Dataset entries:

------------------------

PR #404, opened 2021-04-01
Refactor hashing and fingerprint functions

### LINKED ISSUE #271: Revisit FileBasedSignatureProvider for a possible performance optimization
could you also hide this feature behind a flag which defaults to false? 
My concern is I think this would be unnecessary calculation for regular scenarios. In any case, if signature doesn't match, RuleUtils will make sure that if index can be used, it will be used right? I am just wondering why bother O(NlogN) for sorting always for a rare scenario which will still work without this change(assuming hybrid scan is enabled eventually by default)?

Alternately if we still want to fix this issue, could you avoid sorting? Instead you could convert fileInfos to set and then create fingerprint. Set will ensure the order of iteration is unique for a unique collection of elements. That way we can still achieve O(N).

cc @imback82

_Originally posted by @apoorvedave1 in https://github.com/microsoft/hyperspace/issues/268#issuecomment-732451580_

clee704:
Fixes #271.

With newly added classes for fingerprinting, now it is easy to make a
fingerprint from various types of data.

FingerprintBuilder can be used to build a fingerprint from data.
FileBasedRelation.signature now takes it as an argument, so the
implementations don't have to do the hashing themselves. They can just
use the provided builder.

For unorderd combining, one can use bitwise XOR to combine multiple
fingerprints. This way, the order becomes irrelavant.

 - **Tracking Issue**: #271 
 - **Parent Issue**: N/A
 - **Dependencies**: N/A


src/main/scala/com/microsoft/hyperspace/index/sources/default/DefaultFileBasedRelation.scala
```diff
@@ -42,13 +42,12 @@ class DefaultFileBasedRelation(spark: SparkSession, override val plan: LogicalRe
...
    * Computes the signature of the current relation.
    */
-  override def signature: String = plan.relation match {
+  override def signature(fb: FingerprintBuilder): Option[Fingerprint] = plan.relation match {
     case HadoopFsRelation(location: PartitioningAwareFileIndex, _, _, _, _, _) =>
-      val result = filesFromIndex(location).sortBy(_.getPath.toString).foldLeft("") {
-        (acc: String, f: FileStatus) =>
-          HashingUtils.md5Hex(acc + fingerprint(f))
-      }
-      result
```
clee704, line 51: This code is the reason why we should change the return type to Option. Previously it can return an empty string, which is interpreted by the calling side as "the signature is/cannot be not computed". Because it is hard to know just looking at the method signature, it is better to make it explicit here by returning None in such cases.

src/main/scala/com/microsoft/hyperspace/index/IndexSignatureProvider.scala
```diff
@@ -30,9 +30,10 @@ import com.microsoft.hyperspace.util.HashingUtils
  * If the plan does not comply with [[FileBasedSignatureProvider]] or [[PlanSignatureProvider]]
  * requirements for signature computation, then no signature will be provided for the plan.
  */
-class IndexSignatureProvider extends LogicalPlanSignatureProvider {
-  private val fileBasedSignatureProvider = new FileBasedSignatureProvider
-  private val planSignatureProvider = new PlanSignatureProvider
+class IndexSignatureProvider(fbf: FingerprintBuilderFactory)
```
andrei-ionescu, line 33: Please update the scaladoc. It should contain the `@param fbf` explaining its role.

src/main/scala/com/microsoft/hyperspace/index/IndexSignatureProvider.scala
```diff
@@ -41,10 +42,10 @@ class IndexSignatureProvider extends LogicalPlanSignatureProvider {
    * @return signature, if both [[FileBasedSignatureProvider]] and [[PlanSignatureProvider]]
    *         can generate signature for the logical plan; Otherwise None.
    */
-  def signature(logicalPlan: LogicalPlan): Option[String] = {
+  def signature(logicalPlan: LogicalPlan): Option[Fingerprint] = {
```
andrei-ionescu, line 45: Ditto - Update the scaladoc.

src/main/scala/com/microsoft/hyperspace/index/PlanSignatureProvider.scala
```diff
@@ -18,27 +18,24 @@ package com.microsoft.hyperspace.index
...
-import com.microsoft.hyperspace.util.HashingUtils
+import com.microsoft.hyperspace.util.fingerprint.{Fingerprint, FingerprintBuilder, FingerprintBuilderFactory}
 
 /**
  * [[PlanSignatureProvider]] provides signature for a logical plan based on
  * the type of operators in it.
  * A plan needs to have at least one operator so its signature can be generated.
  */
-class PlanSignatureProvider extends LogicalPlanSignatureProvider {
+class PlanSignatureProvider(fbf: FingerprintBuilderFactory) extends LogicalPlanSignatureProvider {
```
andrei-ionescu, line 28: Ditto - update scaladoc. Explain the new `fbf` parameter.

src/main/scala/com/microsoft/hyperspace/index/PlanSignatureProvider.scala
```diff
@@ -18,27 +18,24 @@ package com.microsoft.hyperspace.index
...
    * @return signature if there is at least one operator in the plan; Otherwise None.
    */
-  def signature(logicalPlan: LogicalPlan): Option[String] = {
-    var signature = ""
-    logicalPlan.foreachUp(p => signature = HashingUtils.md5Hex(signature + p.nodeName))
-    signature match {
-      case "" => None
-      case _ => Some(signature)
-    }
+  def signature(logicalPlan: LogicalPlan): Option[Fingerprint] = {
```
andrei-ionescu, line 36: Ditto - update scaladoc for the return type.

src/main/scala/com/microsoft/hyperspace/index/PlanSignatureProvider.scala
```diff
@@ -18,27 +18,24 @@ package com.microsoft.hyperspace.index
...
+    val fb: FingerprintBuilder = fbf.create
+    logicalPlan.foreachUp(node => fb.add(node.nodeName))
+    Some(fb.build())
```
andrei-ionescu, line 39: Something looks wrong here. The method seems to return always `Some`. If so then let's remove the `Option` and return the `Fingerprint`.

src/main/scala/com/microsoft/hyperspace/index/sources/default/DefaultFileBasedRelation.scala
```diff
@@ -42,13 +42,12 @@ class DefaultFileBasedRelation(spark: SparkSession, override val plan: LogicalRe
   /**
    * Computes the signature of the current relation.
    */
-  override def signature: String = plan.relation match {
+  override def signature(fb: FingerprintBuilder): Option[Fingerprint] = plan.relation match {
```
andrei-ionescu, line 45: Ditto - update scaladoc explaining the new `fb` parameter.

src/main/scala/com/microsoft/hyperspace/index/sources/delta/DeltaLakeRelation.scala
```diff
@@ -36,9 +37,9 @@ class DeltaLakeRelation(spark: SparkSession, override val plan: LogicalRelation)
   /**
    * Computes the signature of the current relation.
    */
-  override def signature: String = plan.relation match {
+  override def signature(fb: FingerprintBuilder): Option[Fingerprint] = plan.relation match {
     case HadoopFsRelation(location: TahoeLogFileIndex, _, _, _, _, _) =>
-      location.tableVersion + location.path.toString
+      Some(fb.add(location.tableVersion).add(location.path.toString).build())
```
andrei-ionescu, line 42: If it's always retuning only `Some` let's remove it and return `Fingerprint` directly.

src/main/scala/com/microsoft/hyperspace/index/sources/delta/DeltaLakeRelation.scala
```diff
@@ -36,9 +37,9 @@ class DeltaLakeRelation(spark: SparkSession, override val plan: LogicalRelation)
   /**
    * Computes the signature of the current relation.
    */
-  override def signature: String = plan.relation match {
+  override def signature(fb: FingerprintBuilder): Option[Fingerprint] = plan.relation match {
```
andrei-ionescu, line 40: Ditto - please update scaladoc.

src/main/scala/com/microsoft/hyperspace/index/sources/iceberg/IcebergRelation.scala
```diff
@@ -47,11 +46,11 @@ class IcebergRelation(spark: SparkSession, override val plan: DataSourceV2Relati
   /**
    * Computes the signature of the current relation.
    */
-  override def signature: String = plan.source match {
+  override def signature(fb: FingerprintBuilder): Option[Fingerprint] = plan.source match {
```
andrei-ionescu, line 49: Ditto.

src/main/scala/com/microsoft/hyperspace/index/sources/iceberg/IcebergRelation.scala
```diff
@@ -47,11 +46,11 @@ class IcebergRelation(spark: SparkSession, override val plan: DataSourceV2Relati
...
     case _: IcebergSource =>
       val table = loadIcebergTable
       val snapshotId = plan.options.getOrElse("snapshot-id", table.currentSnapshot().snapshotId())
-      snapshotId + table.location()
+      Some(fb.add(snapshotId.toString).add(table.location).build())
```
andrei-ionescu, line 53: Ditto - if only `Some` is returned then let's drop it and return the `Fingerprint`.

src/main/scala/com/microsoft/hyperspace/index/sources/interfaces.scala
```diff
@@ -57,8 +58,11 @@ trait FileBasedRelation extends SourceRelation {
    *
    * This API is used when the signature of source needs to be computed, e.g., creating an index,
    * computing query plan's signature, etc.
+   *
+   * If it is not possible to compute the signature (e.g. there are no files left),
+   * the implementation might return None.
    */
-  def signature: String
+  def signature(fb: FingerprintBuilder): Option[Fingerprint]
```
andrei-ionescu, line 65: Please add the new parameter in the scaladoc with `@param`.

andrei-ionescu (commented):
1. Please update the documentation on methods where new parameters were added.
2. In the cases where only `Some` is returned let's drop it.

src/main/scala/com/microsoft/hyperspace/index/IndexSignatureProvider.scala
clee704: I think it doesn't need an update, since only the type is changed and the previous description can still apply.

src/main/scala/com/microsoft/hyperspace/index/IndexSignatureProvider.scala
clee704: Done

src/main/scala/com/microsoft/hyperspace/index/PlanSignatureProvider.scala
clee704: Done

src/main/scala/com/microsoft/hyperspace/index/PlanSignatureProvider.scala
clee704: Ditto - the change from String to Fingerprint doesn't invalid the previous description.

src/main/scala/com/microsoft/hyperspace/index/PlanSignatureProvider.scala
clee704: The interface dictates that the implementation may return None, and it is indeed the case for FileBasedSignatureProvider. It's just that this implementation doesn't return None.

src/main/scala/com/microsoft/hyperspace/index/sources/default/DefaultFileBasedRelation.scala
clee704: Done

src/main/scala/com/microsoft/hyperspace/index/sources/delta/DeltaLakeRelation.scala
clee704: Since it is an overriding method, you can't change the return type.

src/main/scala/com/microsoft/hyperspace/index/sources/delta/DeltaLakeRelation.scala
clee704: Done

src/main/scala/com/microsoft/hyperspace/index/sources/iceberg/IcebergRelation.scala
clee704: Done

src/main/scala/com/microsoft/hyperspace/index/sources/iceberg/IcebergRelation.scala
clee704: Ditto

src/main/scala/com/microsoft/hyperspace/index/sources/interfaces.scala
clee704: Done

src/main/scala/com/microsoft/hyperspace/util/fingerprint/FingerprintBuilderFactory.scala
```diff
@@ -0,0 +1,49 @@
...
+class MD5FingerprintBuilderFactory extends FingerprintBuilderFactory {
+  override def create: FingerprintBuilder = {
+    new FingerprintBuilder(DigestUtils.getMd5Digest)
+  }
+}
+
+/**
+ * SHA1-based fingerprint builder. The fingerprint has 20 bytes (160 bits).
+ */
+class SHA1FingerprintBuilderFactory extends FingerprintBuilderFactory {
```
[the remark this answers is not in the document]
clee704: I left it just in case we need it. Since this is a breaking change anyway, I might just change the hash function from MD5 to SHA1.

sezruby (commented):
Could you resolve the conflict & share some simple benchmark result (createIndex / apply index with >100k source files?) Thanks!

andrei-ionescu:
@clee704, @sezruby

If this is a **breaking change** that will make the already created indexes useless, I would like to throw in some common sense questions that should be addressed in a way or another:

1. Any migration tool to migrate the existing indexes to the new fingerprinting method?
2. If the answer is NO to the question above, is there a plan to have such a tool?
3. If the answer is NO do we at least know how many are using OSS Hyperspace right now and let them know before about this fact?
4. In the case of a user trying to use an old index with this new version how would he know that the problem is this breaking change? Is there an exception thrown or a message or something?
5. Is there a process defined somewhere for cases when breaking changes are introduced?
6. How will this breaking change be documented for the users?

I know these are a lot of questions and as good engineers we need to have a bit of "client-centric" mind to create a useful and easy-to-use product.

@rapoth, @apoorvedave1, @pirz, @imback82 WDYT?

andrei-ionescu (dismissed):
LGTM, one note though: it seems that there are a couple of places where `signature` method returns `Some` always. I know that the `signature` interface defines the return as `Option` but maybe is a good time to think about it. Maybe that `Option` can be removed from the interface too.

rapoth:
> @clee704, @sezruby
> 
> If this is a **breaking change** that will make the already created indexes useless, I would like to throw in some common sense questions that should be addressed in a way or another:
> 
> 1. Any migration tool to migrate the existing indexes to the new fingerprinting method?
> 2. If the answer is NO to the question above, is there a plan to have such a tool?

------------------------

In the data above, copy every line where the string "foreachUp" appears.

-    logicalPlan.foreachUp(p => signature = HashingUtils.md5Hex(signature + p.nodeName))
+    logicalPlan.foreachUp(node => fb.add(node.nodeName))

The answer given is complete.